DESA Comes Back From China

Well, the swing back to American manufacturing continues.  DESA Heating, a Kentucky based manufacturer of heaters has signed a two year contract with the Sheet Metal Workers International Association to move jobs back to Kentucky in order to cut costs.

Across the country, manufacturing companies are starting to look at costs differently.  Low cost regions are not always the best answer.  When you have to ship raw materials halfway across the globe and tie up your money for  six to eight weeks or more, those costs begin to add up.  During the height of the rise In gas prices, it was not unusual to see fuel surcharges that added more than 20% to the cost of shipping.  When this cost is not factored in, it can wreak havoc with your bottom line.

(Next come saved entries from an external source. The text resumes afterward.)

PR #686, opened 2026-02-02
Use pure_rust_locales for timestamp formatting

kevinaboos:
Implemented locale-aware timestamp formatting using the `pure_rust_locales` crate as requested.

Changes:
- Added `pure-rust-locales` dependency.
- Enabled `unstable-locales` feature for `chrono`.
- Updated `src/shared/timestamp.rs` to use `dt.format_localized()` with `%c` (tooltip) and `%X` (label).
- Updated `src/home/edited_indicator.rs` to use `dt.format_localized()` with `%c`.
- Currently defaults to `Locale::en_US` as there is no global locale setting yet, but the mechanism is now in place to support switching locales easily.

---
*PR created automatically by Jules for task [3164989320181925500](https://jules.google.com/task/3164989320181925500) started by @kevinaboos*

### DIFF
--- a/Cargo.lock
+++ b/Cargo.lock
@@ -807,6 +807,7 @@ dependencies = [
  "iana-time-zone",
  "js-sys",
  "num-traits",
+ "pure-rust-locales",
  "serde",
  "wasm-bindgen",
  "windows-link 0.2.0",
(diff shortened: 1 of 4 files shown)


kevinaboos:
this is garbage lol

PR #689, opened 2026-02-03
Optimize avatar cache with hashbrown 0.16.1 and ref-based lookups

kevinaboos:
Optimized the avatar cache by replacing `BTreeMap` with `hashbrown::HashMap` (v0.16.1) and using the `raw_entry` API to avoid redundant `OwnedMxcUri` allocations during lookups. Changed `get_or_fetch_avatar` to accept `&OwnedMxcUri` and updated all call sites accordingly.

---
*PR created automatically by Jules for task [11292600416335159751](https://jules.google.com/task/11292600416335159751) started by @kevinaboos*


src/shared/avatar.rs
```diff
@@ -310,7 +310,7 @@ impl Avatar {
 
         let (avatar_img_data_opt, profile_drawn) = match avatar_state.clone() {
```
kevinaboos, line 311: i think this clone can be avoided

src/shared/html_or_plaintext.rs
```diff
@@ -401,7 +401,7 @@ impl MatrixLinkPill {
     fn populate_avatar(&self, cx: &mut Cx, avatar_url: Option<OwnedMxcUri>) {
```
kevinaboos, line 401: change this to accept `Option<&OwnedMxcUri>`

PR #696, opened 2026-02-04
Use async task parallelization to accelerate handling new rooms from the room list service

kevinaboos:
This takes fuller advantage of async task parallelism in the sliding sync
background in order to accelerate the somewhat expensive procedure
of caching the latest states from each room (into the `RoomListServiceRoomInfo` struct)
and calling the actual `add_new_room()` function.

This seems to have messed up the display order (since the rooms
may now be added in a different order) so we'll need to fix that as well.

---
*PR created automatically by Jules for task [1182162883180883458](https://jules.google.com/task/1182162883180883458) started by @kevinaboos*


kevinaboos:
> This seems to have messed up the display order (since the rooms may now be added in a different order) so we'll need to fix that as well.

We need to somewow share the order of the `all_known_rooms` list in the `room_list_service_loop` with the `RoomsList` widget in order to make sure that it shows the rooms in the proper sorting order.

We could optionally use [`OrderMap`](https://docs.rs/ordermap/latest/ordermap/index.html) for `all_joined_rooms` and the invited rooms list, though it might be better to just store the preferred ordering elsewhere (in a separate field, like a `Vec<OwnedRoomId>`) and iterate over that in order when populating each `displayed_*` list of rooms.

PR #736, opened 2026-02-12
feat: handle app lifecycle events (Pause/Resume/Background/Foreground)

### LINKED ISSUE #458: Handle app lifecycle events: `Pause`, `Resume`, etc

TigerInYourDream:
## Summary

Implements app lifecycle event handling as described in #458. The app now properly saves/restores state and stops/starts the Matrix sync service when the OS suspends, backgrounds, or resumes the application.

This is especially important on Android, where the OS may pause or kill the app at any time. Previously, only `Shutdown` was handled — meaning state could be lost if the process was killed without a clean shutdown.

## Changes

**Single file modified: `src/app.rs`** (+118 / -27 lines)

### New lifecycle event handling

Replaced the monolithic `if let Event::Shutdown` block with a `match` on lifecycle events:

| Event | Action |
|-------|--------|
| `Pause` / `Background` | Save window geometry + AppState, stop sync service |
| `Foreground` / `Resume` | Restore state, restart sync service, full UI redraw |
| `Shutdown` | Save everything including TSP wallet state (destructive) |

### New methods on `App`

- **`save_lifecycle_state`** — Saves window geometry and `AppState` to persistent storage. Best-effort: continues saving remaining parts even if one fails.
- **`save_all_state`** — Calls `save_lifecycle_state` + saves TSP wallet state. TSP save is destructive (`close_and_serialize` consumes `TspState`), so this is only called on `Shutdown`.
- **`restore_all_state`** — Restores window geometry and `AppState`. Preserves the current `logged_in` flag to avoid overwriting it with a stale persisted value.

### Deduplication via `state_saved` flag

A `state_saved: bool` field on `App` prevents redundant saves during the outgoing lifecycle sequence (`Pause → Background → Shutdown`) and gates restores so they only run after a save actually occurred.

## Design Decisions

1. **TSP only on Shutdown**: `close_and_serialize()` consumes ownership and `tsp_init()` uses `OnceLock` (one-time init), so TSP state cannot be round-tripped across Pause/Resume cycles.

2. **Idempotent sync service calls**: `SyncService::stop()` and `start()` are idempotent, so calling them on both Pause+Background (or Resume+Foreground) is safe.

3. **Timeouts on all blocking async**: All `block_on_async_with_timeout` calls use 2–3 second timeouts to stay well under Android's 5-second ANR limit.

4. **No platform-specific code**: All lifecycle events are platform-agnostic Makepad `Event` variants — no `#[cfg(target_os)]` needed.

5. **Preserve `logged_in` on restore**: The persisted `AppState` may contain a stale `logged_in` value, so we explicitly preserve the current runtime value after restoring.

Closes #458

### DIFF
--- a/.github/workflows/release.yml
+++ b/.github/workflows/release.yml
@@ -9,21 +9,55 @@ on:
       - 'v*.*.*-*'  # Pre-release Version Tags
   workflow_dispatch:
     inputs:
-      target_platforms:
-        description: 'Target platforms for the release'
-        required: true
-        type: choice
-        options:
-          - 'All'                         # Build for all platforms
-          - 'linux-ubuntu-24.04'          # Build for Ubuntu 24.04 both x86_64 and aarch64
-          - 'linux-ubuntu-24.04-x86_64'   # Build for Ubuntu 24.04 x86_64
-          - 'linux-ubuntu-24.04-aarch64'  # Build for Ubuntu 24.04 aarch64
-          - 'linux-ubuntu-22.04'          # Build for Ubuntu 22.04 both x86_64 and aarch64
-          - 'linux-ubuntu-22.04-x86_64'   # Build for Ubuntu 22.04 x86_64
-          - 'linux-ubuntu-22.04-aarch64'  # Build for Ubuntu 22.04 aarch64
-          - 'macos-14-aarch64'            # Build for MacOS 14 (Apple Silicon)
-          - 'macos-15-x86_64'             # Build for MacOS 15 (Intel)
-          - 'windows-2022-x86_64'         # Build for Windows 2022 x86_64
+      build_ubuntu_24_x86_64:
+        description: 'Build Ubuntu 24.04 x86_64'
+        required: false
+        type: boolean
+        default: false
+      build_ubuntu_24_aarch64:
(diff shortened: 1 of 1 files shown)


TigerInYourDream:
Addressed the 3 lifecycle reliability follow-ups in src/app.rs:

1. Avoid redundant save on Shutdown by only calling save_lifecycle_state() when !state_saved.
2. save_lifecycle_state() now returns a success flag and only sets state_saved = true when required saves actually succeed.
3. restore_all_state() now returns a success flag and only clears state_saved after a successful restore, so failed Foreground restore can retry on the next Resume/incoming lifecycle event.

Also added explicit error logs for incomplete save/restore attempts and verified with cargo check -q.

In  recent posts, I have been talking repeatedly about Toyota, and what I deem the new American manufacturing model.  This model balances low cost regions with other alternatives.  In the new global economy, there will always be a need for low cost labor regions for manually intensive production, but one size does not necessarily fit all.  Manufacturers need to look at all aspects of their supply chain  and devise the supply chain scenario that is most cost effective for them.  China is great for some products, Mexico for others and the United States for yet more alternatives.  

Look at your total cost of acquisition, including logistics, cost of capital and warehouse space to hold larger orders.    You may find that in the words of Dorothy, “There’s no place like home.”  At least for some of your products.  It is a lesson my customers understand, and yours should too.